Quantization accuracy drop with kl divergence

I’m runing int8 quantization with kl divergence and skip the first conv layer on resnet50, but the top1 accuracy is only 46%. when I use max value calibration, the top1 accuracy can achieve 74.5%, why kl divergence make the top1 accuracy decline so much?@ZihengJiang

I found the top1 accuracy falling is mainly caused by Operator fusion(_transform.SimplifyInference()), if I nouse Operator fusion and then use kl divergence calibration, the top1 accuracy is 73.5%, do tvm has Official test results about quantization?

Can you post your entire quantization config?

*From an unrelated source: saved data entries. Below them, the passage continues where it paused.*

PR #363, opened 2023-12-09
Move commentary on HTTP/3 frame and QUIC packetization

### LINKED ISSUE #280: Commentary on H3 frames and data_moved events
The DATA frame section includes some commentary on H3, frames and streams. In reviewing a PR, I made the following observations:

> This seems like it can be genericised and moved somewhere else: there is no tight coupling between H3 and QUIC frame boundaries meaning a H3 frames could span many packets, or many frames could be in a single packet.

> Implementations can deploy streaming strategies to any H3 frame parsing. I agree that DATA frames are the most likely, but really any frame could be larger than a packet. 

> Furthermore, due to varint H3 frame fields and the lack of preserved boundaries, some implementations might generate data_moved events before frame_parsed events. Cloudflare quiche does this, for example. 

_Originally posted by @LPardue in https://github.com/quicwg/qlog/pull/274#discussion_r1069621693_

LPardue:
Closes #280

### DIFF
--- a/draft-ietf-quic-qlog-h3-events.md
+++ b/draft-ietf-quic-qlog-h3-events.md
@@ -166,6 +166,16 @@ layer, and there isn't always a one to one mapping between HTTP and QUIC events.
 The exchange of data between the HTTP and QUIC layer is logged via the
 "stream_data_moved" and "datagram_data_moved" events in {{QLOG-QUIC}}.
 
+HTTP/3 frames are transmitted on QUIC streams, which allows them to span
+multiple QUIC packets. Some implementations might send a single large frame,
+rather than a sequence of smaller frames, in order to amortize frame header
+overhead. HTTP/3 frame headers are represented by the frame_created
+({{h3-framecreated}}) and frame_parsed ({{h3-frameparsed}}) events. Subsequent
+frame payload data transfer is indicated by stream_data_moved events.
+Furthermore, stream_data_moved events can appear before frame_parsed events
+because implementations need to read data from a stream in order to parse the
+frame header.
+
 ## parameters_set {#h3-parametersset}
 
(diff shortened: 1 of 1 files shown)


draft-ietf-quic-qlog-h3-events.md
```diff
@@ -166,6 +166,16 @@ layer, and there isn't always a one to one mapping between HTTP and QUIC events.
 The exchange of data between the HTTP and QUIC layer is logged via the
 "stream_data_moved" and "datagram_data_moved" events in {{QLOG-QUIC}}.
 
+HTTP/3 frames are transmitted on QUIC streams, which allows them to span
+multiple QUIC packets. Some implementations might send a single large frame,
+rather than a sequence of smaller frames, in order to amortize frame header
```
marten-seemann, line 171: Do we need to specify that this only applies to DATA frames?

LPardue: Ah I see the disjoint in my previous understanding of why the text was the way it was. In theory extension frames could do something similar but nothing concrete is in scope, only DATA benefits from that usage.

Frames can span packets and there might be some value is explaining that here. Let me try to tweak the text a bit more.

rmarx: I actually think the text might be fine as-is? There's also the case where you have the H3 frame headers in Packet N and the actual payload in Packet N+1 (say you have multiple streams being packed into the same packet for some reason), so not tying this down to `DATA` only seems fine.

“nbit_input”: 8, “nbit_weight”: 8, “nbit_activation”: 32, “dtype_input”: “int8”, “dtype_weight”: “int8”, “dtype_activation”: “int32”, “calibrate_mode”: “kl_divergence”, “global_scale”: 8.0, “weight_scale”: “max”, “skip_conv_layers”: [0], “round_for_shift”: True, “debug_enabled_ops”: None, “rounding”: “UPWARD”, “calibrate_chunk_by”: -1,

I found the accuracy of version 0.7 is close to zero when use the default setting, what cause it? Am I using the wrong configuration? @adb, @vinx13

1 Like

I also face the problem that the TOP1 accuracy for resnet50 drops from 76.25 % (FP32 baseline) to a value between 50 and 55 % if I use quantization with kl_divergence and calibration. In contrast if I use ‘global_scale’ mode with global_scale=4, I obtain a TOP1-accuracy of 75.61 %.

Does anyone know what the reason could be?

Are there any updates on this issue? I have checked again with Apache TVM (incubating) v0.7.0 but I still face the same problem.